How UI Design Codification Bridges Designers and Developers with the Unflow DSL
This article explains the concept of UI design codification, why it matters in modern cloud‑based development, outlines the essential elements and workflow, and details the Unflow DSL—including its SEE‑DO‑REACT pattern, atomic‑design decomposition, and Flex‑based layout system—while providing concrete code examples and repository links.
UI design codification converts UI designs and interactions into a domain‑specific language (DSL) that can be version‑controlled and processed programmatically. The DSL enables automatic generation of UI code from requirements and provides a feedback loop between design and implementation.
Motivation for UI Design Codification
User interaction documentation : Record every UI interaction in a structured, searchable format.
Tool‑agnostic specifications : Describe UI independently of Sketch, Figma, or other design tools.
Bidirectional feedback : Detect mismatches between design and code and surface them instantly for correction.
Glue between requirements and code : Use the DSL as a bridge that translates high‑level requirements into concrete UI specifications and then into executable code.
Key Constraints
Effective codification requires vector‑programmable assets (e.g., SVG, Sketch files) and UI elements that can be parsed, validated, and matched against generated code. The DSL must also abstract user actions, map them to requirements, and link them to implementation code.
Core Elements of a Codification Workflow
Code‑feedback design
Select a design tool and a parser that can emit the DSL.
Parse the generated DSL and compare it with the existing UI code to find discrepancies.
Bind design and code so that inconsistencies are highlighted and can be automatically resolved.

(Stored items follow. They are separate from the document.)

PR #1240, opened 2015-08-27
Allow groups to gather nodes around respective gravity centers.

glampr:
I use the option 'groupGravityStrength' (which is an Int) to set if a group should gather its nodes around it.
```javascript
var network = new vis.Network(container, data, {
  ....
  groups: {
    people: {
      color: 'blue',
      groupGravityStrength: 2,
    },
    companies: {
      color: 'red',
      groupGravityStrength: 2.5,
    }
  },
  ...
});
```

Support for incremental changes
Design artifacts are stored alongside source code in a version‑control system, enabling history tracking.
Artifacts are programmable: requirements can generate design fragments, and code can validate existing designs.
Interaction abstraction
Describe user actions (e.g., clicks, input).
Associate each action with a requirement identifier.
Map actions to concrete implementation code (functions, API calls, UI updates).
Unflow DSL Overview
Unflow is an experimental DSL written in Rust that implements three operational modes:
SEE‑DO‑REACT : a three‑stage interaction model analogous to BDD’s Given‑When‑Then.
Atomic design decomposition : library → component → organism → template → page.
Flex‑based layout system combined with concepts from Apple Auto Layout.
Mode 1 – SEE‑DO‑REACT
This pattern separates what the user sees, what the user does, and the system’s reaction. An example login flow:
flow 登录 {
SEE 首页
DO 输入密码
DO "登录".Button
REACT 成功: 展示 "Login Success".Toast with ANIMATE(bounce)
REACT 失败: 展示 "Login Failure".Dialog
}In the success branch a toast is shown and execution continues; in the failure branch a dialog is displayed, allowing further handling.
Mode 2 – Atomic Design & Element Definition
Following Brad Frost’s methodology, Unflow classifies UI elements as:
Library : primitive UI building blocks.
Component : molecules and organisms.
Template : page‑level layout skeletons.
Page : final screens.
Example color library definition:
library Color {
Primary { label = "Primary"; value = "#E53935" }
Secondary { label = "Blue"; value = "#1E88E5" }
Third { label = "Third"; value = "#000000" }
}These definitions can be transformed into Sketch specifications and SCSS variables via a Node.js Sketch constructor.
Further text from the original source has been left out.